§ ACTIVITY
Scan the listing below. Copy each line that contains "opened".

§ MATERIAL FOR THE TASK
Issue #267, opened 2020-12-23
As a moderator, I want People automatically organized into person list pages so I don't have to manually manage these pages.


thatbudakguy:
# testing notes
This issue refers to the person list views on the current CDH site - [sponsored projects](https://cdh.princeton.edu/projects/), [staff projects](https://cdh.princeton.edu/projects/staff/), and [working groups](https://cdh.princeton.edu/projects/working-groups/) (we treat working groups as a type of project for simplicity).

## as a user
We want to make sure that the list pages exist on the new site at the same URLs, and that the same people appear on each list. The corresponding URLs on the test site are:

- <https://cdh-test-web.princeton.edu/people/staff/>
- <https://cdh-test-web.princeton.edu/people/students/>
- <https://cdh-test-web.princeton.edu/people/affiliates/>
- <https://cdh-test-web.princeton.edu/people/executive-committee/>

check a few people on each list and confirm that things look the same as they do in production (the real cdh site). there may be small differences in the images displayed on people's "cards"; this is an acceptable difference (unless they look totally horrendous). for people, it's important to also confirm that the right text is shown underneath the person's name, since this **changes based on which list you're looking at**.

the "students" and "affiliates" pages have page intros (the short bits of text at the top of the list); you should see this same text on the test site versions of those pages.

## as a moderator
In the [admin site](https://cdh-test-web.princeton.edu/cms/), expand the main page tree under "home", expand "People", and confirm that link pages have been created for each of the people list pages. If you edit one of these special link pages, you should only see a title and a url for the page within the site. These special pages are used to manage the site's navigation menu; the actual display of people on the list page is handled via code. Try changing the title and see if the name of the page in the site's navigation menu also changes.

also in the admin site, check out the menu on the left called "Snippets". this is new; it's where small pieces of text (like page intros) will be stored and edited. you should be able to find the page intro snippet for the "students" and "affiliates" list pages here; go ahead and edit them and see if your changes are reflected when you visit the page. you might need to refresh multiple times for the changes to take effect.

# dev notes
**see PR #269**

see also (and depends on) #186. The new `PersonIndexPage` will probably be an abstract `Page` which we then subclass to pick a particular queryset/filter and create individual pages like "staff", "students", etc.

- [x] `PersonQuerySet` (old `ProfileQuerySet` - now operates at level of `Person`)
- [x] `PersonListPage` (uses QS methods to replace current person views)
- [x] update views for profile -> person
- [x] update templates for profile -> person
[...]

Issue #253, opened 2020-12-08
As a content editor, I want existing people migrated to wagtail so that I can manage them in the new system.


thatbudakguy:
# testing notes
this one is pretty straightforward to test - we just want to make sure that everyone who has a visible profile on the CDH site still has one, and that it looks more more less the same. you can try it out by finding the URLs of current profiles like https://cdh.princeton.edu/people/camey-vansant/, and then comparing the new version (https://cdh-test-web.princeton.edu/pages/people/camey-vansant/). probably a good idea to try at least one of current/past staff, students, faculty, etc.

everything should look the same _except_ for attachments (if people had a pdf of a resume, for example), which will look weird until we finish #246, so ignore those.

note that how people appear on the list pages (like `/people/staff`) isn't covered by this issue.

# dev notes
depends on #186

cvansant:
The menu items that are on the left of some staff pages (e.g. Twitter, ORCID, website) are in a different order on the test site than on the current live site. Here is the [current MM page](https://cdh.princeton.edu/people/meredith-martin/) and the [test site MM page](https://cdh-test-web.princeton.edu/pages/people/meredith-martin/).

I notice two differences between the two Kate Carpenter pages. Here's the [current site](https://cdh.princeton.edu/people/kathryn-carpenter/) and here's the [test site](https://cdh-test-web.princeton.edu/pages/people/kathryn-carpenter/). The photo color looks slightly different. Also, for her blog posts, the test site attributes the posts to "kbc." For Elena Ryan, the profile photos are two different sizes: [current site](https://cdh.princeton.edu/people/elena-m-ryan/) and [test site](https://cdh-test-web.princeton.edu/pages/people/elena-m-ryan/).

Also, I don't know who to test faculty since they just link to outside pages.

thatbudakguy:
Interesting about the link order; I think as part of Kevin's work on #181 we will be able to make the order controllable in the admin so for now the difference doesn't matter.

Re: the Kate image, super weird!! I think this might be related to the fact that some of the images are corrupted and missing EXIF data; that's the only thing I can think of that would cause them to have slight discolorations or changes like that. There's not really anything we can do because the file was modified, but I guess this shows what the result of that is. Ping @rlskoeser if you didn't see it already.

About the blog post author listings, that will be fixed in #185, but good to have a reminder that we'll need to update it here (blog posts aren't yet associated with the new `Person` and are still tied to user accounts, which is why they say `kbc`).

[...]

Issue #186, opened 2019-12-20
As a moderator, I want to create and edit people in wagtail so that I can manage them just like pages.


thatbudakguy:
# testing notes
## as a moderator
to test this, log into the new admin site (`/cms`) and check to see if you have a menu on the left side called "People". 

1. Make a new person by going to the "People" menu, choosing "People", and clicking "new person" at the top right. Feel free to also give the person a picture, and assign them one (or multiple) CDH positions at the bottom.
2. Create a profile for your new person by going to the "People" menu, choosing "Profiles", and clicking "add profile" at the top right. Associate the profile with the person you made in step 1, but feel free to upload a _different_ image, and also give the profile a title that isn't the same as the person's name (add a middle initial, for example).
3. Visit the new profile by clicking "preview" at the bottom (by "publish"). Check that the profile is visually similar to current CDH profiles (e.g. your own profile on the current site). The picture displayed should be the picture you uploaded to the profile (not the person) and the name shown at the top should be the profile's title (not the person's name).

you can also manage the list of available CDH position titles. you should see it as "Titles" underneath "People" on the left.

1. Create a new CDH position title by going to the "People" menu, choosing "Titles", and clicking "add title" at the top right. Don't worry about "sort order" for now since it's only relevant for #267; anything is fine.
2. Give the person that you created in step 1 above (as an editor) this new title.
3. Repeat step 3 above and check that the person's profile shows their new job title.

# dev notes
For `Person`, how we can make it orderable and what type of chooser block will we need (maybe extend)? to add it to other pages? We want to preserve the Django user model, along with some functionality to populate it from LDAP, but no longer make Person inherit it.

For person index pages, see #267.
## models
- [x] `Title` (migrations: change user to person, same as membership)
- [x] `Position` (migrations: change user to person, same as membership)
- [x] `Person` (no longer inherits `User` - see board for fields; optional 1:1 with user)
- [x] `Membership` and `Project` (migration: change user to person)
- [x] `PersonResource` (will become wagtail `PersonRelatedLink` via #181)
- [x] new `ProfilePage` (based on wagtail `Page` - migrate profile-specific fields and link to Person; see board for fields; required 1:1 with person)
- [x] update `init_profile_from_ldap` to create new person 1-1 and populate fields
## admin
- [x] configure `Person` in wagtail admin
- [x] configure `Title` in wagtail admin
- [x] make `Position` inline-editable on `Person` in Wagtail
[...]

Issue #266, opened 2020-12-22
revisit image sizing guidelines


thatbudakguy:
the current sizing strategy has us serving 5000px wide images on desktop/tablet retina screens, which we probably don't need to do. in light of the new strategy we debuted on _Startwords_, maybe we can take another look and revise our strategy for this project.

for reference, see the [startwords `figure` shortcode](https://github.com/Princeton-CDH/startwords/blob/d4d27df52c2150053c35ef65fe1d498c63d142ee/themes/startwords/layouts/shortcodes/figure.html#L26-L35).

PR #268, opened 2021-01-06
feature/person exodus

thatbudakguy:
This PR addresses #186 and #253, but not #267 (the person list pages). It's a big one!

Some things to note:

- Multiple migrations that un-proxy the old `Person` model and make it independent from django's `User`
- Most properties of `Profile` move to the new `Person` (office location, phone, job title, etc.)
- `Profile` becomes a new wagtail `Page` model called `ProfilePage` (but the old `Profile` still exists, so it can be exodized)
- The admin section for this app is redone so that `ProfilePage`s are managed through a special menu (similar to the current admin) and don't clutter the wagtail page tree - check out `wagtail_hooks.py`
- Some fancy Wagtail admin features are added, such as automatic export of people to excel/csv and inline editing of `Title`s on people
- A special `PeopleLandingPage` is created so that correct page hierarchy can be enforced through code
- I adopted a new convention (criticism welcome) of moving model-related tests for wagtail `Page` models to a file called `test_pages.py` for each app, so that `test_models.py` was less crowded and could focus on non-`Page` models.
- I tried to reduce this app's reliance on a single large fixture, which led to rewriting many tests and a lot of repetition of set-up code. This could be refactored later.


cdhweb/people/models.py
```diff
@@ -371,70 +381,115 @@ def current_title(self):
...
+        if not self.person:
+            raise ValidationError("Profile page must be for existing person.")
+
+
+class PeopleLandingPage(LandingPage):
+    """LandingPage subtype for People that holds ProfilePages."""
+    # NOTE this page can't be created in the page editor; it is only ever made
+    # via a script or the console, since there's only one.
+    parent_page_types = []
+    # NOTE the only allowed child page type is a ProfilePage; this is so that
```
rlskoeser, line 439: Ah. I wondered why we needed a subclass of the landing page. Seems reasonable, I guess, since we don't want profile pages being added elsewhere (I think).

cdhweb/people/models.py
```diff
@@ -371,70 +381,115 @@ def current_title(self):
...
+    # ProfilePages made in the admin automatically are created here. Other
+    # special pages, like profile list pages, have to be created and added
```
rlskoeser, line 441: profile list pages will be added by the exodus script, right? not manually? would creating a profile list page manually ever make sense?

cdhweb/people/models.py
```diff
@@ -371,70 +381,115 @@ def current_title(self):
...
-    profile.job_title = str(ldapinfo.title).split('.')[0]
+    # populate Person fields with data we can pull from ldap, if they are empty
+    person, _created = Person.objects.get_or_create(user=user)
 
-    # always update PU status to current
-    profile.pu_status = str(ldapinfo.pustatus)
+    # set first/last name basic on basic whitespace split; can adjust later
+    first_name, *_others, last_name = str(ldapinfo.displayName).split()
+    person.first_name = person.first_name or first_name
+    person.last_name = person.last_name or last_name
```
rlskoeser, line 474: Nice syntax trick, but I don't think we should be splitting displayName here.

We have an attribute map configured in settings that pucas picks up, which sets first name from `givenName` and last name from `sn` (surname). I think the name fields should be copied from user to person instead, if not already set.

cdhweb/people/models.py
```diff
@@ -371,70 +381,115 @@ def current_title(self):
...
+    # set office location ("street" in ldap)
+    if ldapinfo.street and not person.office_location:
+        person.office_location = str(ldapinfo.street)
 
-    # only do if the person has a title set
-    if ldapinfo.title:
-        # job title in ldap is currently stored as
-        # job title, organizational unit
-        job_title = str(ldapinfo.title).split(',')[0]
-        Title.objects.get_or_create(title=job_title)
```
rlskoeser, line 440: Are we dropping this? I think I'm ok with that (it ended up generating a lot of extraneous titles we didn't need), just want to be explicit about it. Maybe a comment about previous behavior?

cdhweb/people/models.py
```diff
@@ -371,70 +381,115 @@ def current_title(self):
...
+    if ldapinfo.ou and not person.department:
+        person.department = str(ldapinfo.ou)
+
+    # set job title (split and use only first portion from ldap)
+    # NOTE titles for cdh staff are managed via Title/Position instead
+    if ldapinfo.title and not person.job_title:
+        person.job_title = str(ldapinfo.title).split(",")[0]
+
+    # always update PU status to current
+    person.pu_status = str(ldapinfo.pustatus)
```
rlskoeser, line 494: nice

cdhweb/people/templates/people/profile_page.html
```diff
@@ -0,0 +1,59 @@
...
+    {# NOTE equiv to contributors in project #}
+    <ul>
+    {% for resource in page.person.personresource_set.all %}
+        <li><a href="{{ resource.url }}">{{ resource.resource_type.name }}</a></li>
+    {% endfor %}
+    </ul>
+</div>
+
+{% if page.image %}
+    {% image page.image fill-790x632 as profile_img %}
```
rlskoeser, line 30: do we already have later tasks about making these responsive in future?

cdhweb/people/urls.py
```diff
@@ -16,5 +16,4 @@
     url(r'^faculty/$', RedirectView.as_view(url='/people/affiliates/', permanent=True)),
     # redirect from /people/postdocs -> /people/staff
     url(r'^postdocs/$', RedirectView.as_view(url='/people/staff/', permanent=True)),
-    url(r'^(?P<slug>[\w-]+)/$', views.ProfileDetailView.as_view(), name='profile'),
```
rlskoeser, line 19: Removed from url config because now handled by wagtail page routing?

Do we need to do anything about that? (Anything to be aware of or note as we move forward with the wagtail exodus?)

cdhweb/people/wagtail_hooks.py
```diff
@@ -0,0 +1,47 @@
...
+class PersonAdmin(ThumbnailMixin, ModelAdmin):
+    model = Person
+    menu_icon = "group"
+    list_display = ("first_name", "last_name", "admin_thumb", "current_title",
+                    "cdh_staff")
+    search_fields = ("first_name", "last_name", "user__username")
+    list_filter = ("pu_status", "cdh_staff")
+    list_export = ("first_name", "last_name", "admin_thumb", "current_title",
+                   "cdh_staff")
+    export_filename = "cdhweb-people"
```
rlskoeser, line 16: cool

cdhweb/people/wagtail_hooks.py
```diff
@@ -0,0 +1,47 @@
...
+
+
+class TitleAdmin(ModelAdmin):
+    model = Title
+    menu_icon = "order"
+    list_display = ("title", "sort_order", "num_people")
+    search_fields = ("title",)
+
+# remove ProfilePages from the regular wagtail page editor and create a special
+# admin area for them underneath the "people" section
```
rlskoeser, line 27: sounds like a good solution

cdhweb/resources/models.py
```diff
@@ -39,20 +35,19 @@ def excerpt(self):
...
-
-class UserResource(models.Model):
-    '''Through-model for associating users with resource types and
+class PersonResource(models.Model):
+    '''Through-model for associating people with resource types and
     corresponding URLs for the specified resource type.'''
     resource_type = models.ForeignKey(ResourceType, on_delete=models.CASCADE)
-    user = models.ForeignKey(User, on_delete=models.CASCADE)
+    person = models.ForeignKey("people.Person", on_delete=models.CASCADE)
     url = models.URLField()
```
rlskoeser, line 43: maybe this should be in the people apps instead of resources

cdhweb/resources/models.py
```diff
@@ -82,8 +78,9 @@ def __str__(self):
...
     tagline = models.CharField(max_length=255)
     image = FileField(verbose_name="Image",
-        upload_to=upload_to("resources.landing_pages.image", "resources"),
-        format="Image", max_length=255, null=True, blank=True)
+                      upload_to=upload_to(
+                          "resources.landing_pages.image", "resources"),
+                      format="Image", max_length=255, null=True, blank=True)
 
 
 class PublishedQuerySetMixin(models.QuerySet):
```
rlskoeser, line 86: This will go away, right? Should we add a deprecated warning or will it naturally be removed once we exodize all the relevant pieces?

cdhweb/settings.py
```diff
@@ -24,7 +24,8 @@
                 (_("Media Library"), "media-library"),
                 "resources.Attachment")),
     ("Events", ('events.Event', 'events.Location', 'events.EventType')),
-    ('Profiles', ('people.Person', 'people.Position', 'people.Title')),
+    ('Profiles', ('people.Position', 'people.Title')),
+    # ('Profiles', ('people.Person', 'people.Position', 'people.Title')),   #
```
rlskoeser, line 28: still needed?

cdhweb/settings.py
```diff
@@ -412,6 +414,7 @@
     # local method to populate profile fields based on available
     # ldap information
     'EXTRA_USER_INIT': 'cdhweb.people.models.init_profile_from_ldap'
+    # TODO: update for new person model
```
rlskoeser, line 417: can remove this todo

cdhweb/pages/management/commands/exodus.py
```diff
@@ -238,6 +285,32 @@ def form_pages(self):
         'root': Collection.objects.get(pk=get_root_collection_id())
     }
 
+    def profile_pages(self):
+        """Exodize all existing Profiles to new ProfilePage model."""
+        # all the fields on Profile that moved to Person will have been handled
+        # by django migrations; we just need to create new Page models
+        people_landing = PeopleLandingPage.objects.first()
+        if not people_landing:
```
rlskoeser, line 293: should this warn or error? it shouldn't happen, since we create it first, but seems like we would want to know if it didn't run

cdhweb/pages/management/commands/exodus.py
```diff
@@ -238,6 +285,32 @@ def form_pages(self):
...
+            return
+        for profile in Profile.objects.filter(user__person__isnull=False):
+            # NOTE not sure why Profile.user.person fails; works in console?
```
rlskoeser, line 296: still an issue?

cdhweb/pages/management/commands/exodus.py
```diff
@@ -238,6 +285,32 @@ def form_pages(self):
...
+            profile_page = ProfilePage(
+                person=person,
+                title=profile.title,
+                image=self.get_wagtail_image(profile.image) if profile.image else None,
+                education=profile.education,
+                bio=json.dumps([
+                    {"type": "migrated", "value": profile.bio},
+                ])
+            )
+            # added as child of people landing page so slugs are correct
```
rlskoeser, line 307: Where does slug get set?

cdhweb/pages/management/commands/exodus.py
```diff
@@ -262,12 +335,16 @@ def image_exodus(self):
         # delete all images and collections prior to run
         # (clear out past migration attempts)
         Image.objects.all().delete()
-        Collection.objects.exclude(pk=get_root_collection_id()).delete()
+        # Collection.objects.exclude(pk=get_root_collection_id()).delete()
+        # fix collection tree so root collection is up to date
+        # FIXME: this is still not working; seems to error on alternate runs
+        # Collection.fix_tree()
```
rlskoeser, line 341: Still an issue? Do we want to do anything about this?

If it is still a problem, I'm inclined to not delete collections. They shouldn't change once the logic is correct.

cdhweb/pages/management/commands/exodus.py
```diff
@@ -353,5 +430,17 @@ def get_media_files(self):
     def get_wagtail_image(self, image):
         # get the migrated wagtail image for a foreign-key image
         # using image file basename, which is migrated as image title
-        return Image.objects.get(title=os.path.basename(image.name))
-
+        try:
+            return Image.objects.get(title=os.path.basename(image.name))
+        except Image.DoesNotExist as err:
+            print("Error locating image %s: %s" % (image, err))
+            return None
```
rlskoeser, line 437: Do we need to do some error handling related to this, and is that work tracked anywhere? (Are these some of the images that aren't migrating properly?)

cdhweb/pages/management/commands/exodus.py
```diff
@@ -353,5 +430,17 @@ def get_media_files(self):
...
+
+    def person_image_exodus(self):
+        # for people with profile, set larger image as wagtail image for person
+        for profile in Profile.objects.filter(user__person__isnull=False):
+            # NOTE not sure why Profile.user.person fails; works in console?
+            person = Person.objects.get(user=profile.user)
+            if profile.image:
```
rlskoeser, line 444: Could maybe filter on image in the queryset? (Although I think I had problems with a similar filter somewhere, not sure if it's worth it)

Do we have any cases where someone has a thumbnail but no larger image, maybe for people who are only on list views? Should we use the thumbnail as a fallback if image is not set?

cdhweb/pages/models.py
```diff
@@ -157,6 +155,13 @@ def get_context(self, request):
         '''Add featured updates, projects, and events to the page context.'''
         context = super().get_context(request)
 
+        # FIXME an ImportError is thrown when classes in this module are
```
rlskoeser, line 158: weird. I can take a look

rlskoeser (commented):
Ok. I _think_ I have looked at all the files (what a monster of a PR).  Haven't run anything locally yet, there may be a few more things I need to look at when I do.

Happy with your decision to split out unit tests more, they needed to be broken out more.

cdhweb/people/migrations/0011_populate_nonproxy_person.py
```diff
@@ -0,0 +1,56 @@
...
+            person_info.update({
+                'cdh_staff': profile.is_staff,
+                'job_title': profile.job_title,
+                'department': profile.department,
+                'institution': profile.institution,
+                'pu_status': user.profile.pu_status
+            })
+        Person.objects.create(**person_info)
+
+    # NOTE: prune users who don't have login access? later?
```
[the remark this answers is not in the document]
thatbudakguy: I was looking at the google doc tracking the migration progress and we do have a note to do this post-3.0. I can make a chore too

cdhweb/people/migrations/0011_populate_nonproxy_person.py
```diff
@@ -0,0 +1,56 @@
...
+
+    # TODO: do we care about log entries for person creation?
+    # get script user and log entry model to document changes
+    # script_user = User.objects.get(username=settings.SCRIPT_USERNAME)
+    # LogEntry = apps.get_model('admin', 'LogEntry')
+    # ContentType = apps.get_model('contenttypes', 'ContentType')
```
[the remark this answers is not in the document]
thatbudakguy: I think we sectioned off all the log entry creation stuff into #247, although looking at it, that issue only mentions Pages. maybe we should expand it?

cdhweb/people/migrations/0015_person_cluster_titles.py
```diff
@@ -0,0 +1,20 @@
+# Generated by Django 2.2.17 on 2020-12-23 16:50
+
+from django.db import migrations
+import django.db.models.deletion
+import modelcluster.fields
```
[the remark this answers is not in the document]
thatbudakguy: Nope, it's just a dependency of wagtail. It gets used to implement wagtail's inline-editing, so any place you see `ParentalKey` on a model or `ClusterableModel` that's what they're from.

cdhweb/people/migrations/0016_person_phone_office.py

---

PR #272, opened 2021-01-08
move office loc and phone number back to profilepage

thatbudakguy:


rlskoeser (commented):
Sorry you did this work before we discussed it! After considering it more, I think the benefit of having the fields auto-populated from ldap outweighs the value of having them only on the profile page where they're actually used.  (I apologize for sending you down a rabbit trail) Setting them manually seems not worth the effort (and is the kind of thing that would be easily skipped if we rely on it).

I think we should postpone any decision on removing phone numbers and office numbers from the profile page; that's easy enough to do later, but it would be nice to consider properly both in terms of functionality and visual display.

§ PROBLEM SOLUTION
Issue #267, opened 2020-12-23
Issue #253, opened 2020-12-08
Issue #186, opened 2019-12-20
Issue #266, opened 2020-12-22
PR #268, opened 2021-01-06
PR #272, opened 2021-01-08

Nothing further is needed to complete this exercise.